[H35: Mars]

7 0 0
                                    

-

Notitie door auteur: Hoi, Sky_of_Umbra hier. We zijn alweer bijna bij het einde, want H39 zal het laatste hoofdstuk zijn. En dan, over H34: ik weet niet of ik er een specifieke waarschuwing voor hoef te geven, maar weet dat dit hoofdstuk relatief lang en emotioneel vrij heftig is (ik vond hem zelf ook heftig om te schrijven, eerlijk gezegd). Hoe dan ook: lees ze!

-

Mijn hart is het enige dat me wakker kan schreeuwen. 
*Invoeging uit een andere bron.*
PR #22129, opened 2026-04-21
internal: Do not lower normal assignments into `Pat::Path`

ChayimFriedman2:
Lower them as `Pat::Expr` instead.

This is a bit difficult to implement due to the way rustc checks whether a pat is a destructuring assignment, but it gains us the very desirable property that `Pat::Expr` is the only way to have an normal assignment, which simplifies the code and prevents bugs.

### DIFF
--- a/crates/hir-def/src/expr_store/lower.rs
+++ b/crates/hir-def/src/expr_store/lower.rs
@@ -13,6 +13,7 @@ use cfg::CfgOptions;
 use either::Either;
 use hir_expand::{
     HirFileId, InFile, MacroDefId,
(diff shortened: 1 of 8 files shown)


ShoyuVanilla (approved):
Yeah, this has been very irritating 👍 

*[View changes since this review](https://triagebot.infra.rust-lang.org/gh-changes-since/rust-lang/rust-analyzer/22129/8954b66d43225e62c92e8bbcc8500191b5cceb1e..9a95464ab19e3eb3467a8b9f84ba420b405e250e)*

Het gebrek aan zuurstof drijft mijn bewustzijn terug naar waar het hoort en ik grijp om me heen, het water onverbiddelijk koud en stroperig. Maar er is iets mis met de linkerkant van mijn lichaam, want mijn arm luistert nauwelijks naar de bevelen van mijn wanhopige brein. Ondanks dat ik wist hoe ik moest vallen, was dit onvermijdelijk in zulk ondiep water. 

Ik probeer me om te draaien, zodat niet mijn handen maar mijn benen grip krijgen op de situatie en op de grindbodem. Met één arm en mijn benen stuw ik het water beetje bij beetje onder me vandaan. (Mensen zijn niet meer gemaakt om te zwemmen, bedenk ik me.) De oppervlakte is in zicht, maar ik heb geen idee welke kant ik op moet, tot ik mijn functionerende hand aan een rots openhaal. Nog voordat hij boven het water uit steekt, grijpt iets me onder mijn oksels en trekt me naar boven. 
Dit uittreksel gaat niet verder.